:: REQUIRED ACTION ::
Transcribe the full listing below exactly.
[[ DATA SUPPLIED, beginning ]]
PR #94, opened 2023-01-16
longer app name required for our integ tests

jhsinger-klotho:

### Standard checks


yuval-klotho (approved):
lgmt. Might be nice to pull it out to a const, but not necessary.

PR #100, opened 2023-01-18
add the ability to place exec unit in private or public subnet

### LINKED ISSUE #28: Design a way to specify which subnet a resource should go on (public/private)
Longer term, users should be able to create any number of subnets of various types, for now, we create public/private and the goal is to pick between these 2.

If it's in public, we need to assign it a public IP

jhsinger-klotho:
• Does it relate to or fix any issue? closes #28 

adds network_placement for exec units to allow the user to choose if they should live in public or private subnet. Trivial for most things except kubernetes of course.

### Standard checks

- **Unit tests**: Any special considerations?  integ test instead https://github.com/klothoplatform/sample-apps-pro/pull/10
- **Docs**: Do we need to update any docs, internal or public? https://github.com/klothoplatform/docs/pull/150

### DIFF
--- a/pkg/config/config.go
+++ b/pkg/config/config.go
@@ -42,6 +42,7 @@ type (
 
 	ExecutionUnit struct {
 		Type             string            `json:"type" yaml:"type" toml:"type"`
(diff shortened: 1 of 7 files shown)


yuval-klotho (approved):
lgtm. Would be nice to get a sample-apps test for this, too.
[[ DATA SUPPLIED, end ]]
:: EXERCISE OUTPUT ::
PR #94, opened 2023-01-16
longer app name required for our integ tests

jhsinger-klotho:

### Standard checks


yuval-klotho (approved):
lgmt. Might be nice to pull it out to a const, but not necessary.

PR #100, opened 2023-01-18
add the ability to place exec unit in private or public subnet

### LINKED ISSUE #28: Design a way to specify which subnet a resource should go on (public/private)
Longer term, users should be able to create any number of subnets of various types, for now, we create public/private and the goal is to pick between these 2.

If it's in public, we need to assign it a public IP

jhsinger-klotho:
• Does it relate to or fix any issue? closes #28 

adds network_placement for exec units to allow the user to choose if they should live in public or private subnet. Trivial for most things except kubernetes of course.

### Standard checks

- **Unit tests**: Any special considerations?  integ test instead https://github.com/klothoplatform/sample-apps-pro/pull/10
- **Docs**: Do we need to update any docs, internal or public? https://github.com/klothoplatform/docs/pull/150

### DIFF
--- a/pkg/config/config.go
+++ b/pkg/config/config.go
@@ -42,6 +42,7 @@ type (
 
 	ExecutionUnit struct {
 		Type             string            `json:"type" yaml:"type" toml:"type"`
(diff shortened: 1 of 7 files shown)


yuval-klotho (approved):
lgtm. Would be nice to get a sample-apps test for this, too.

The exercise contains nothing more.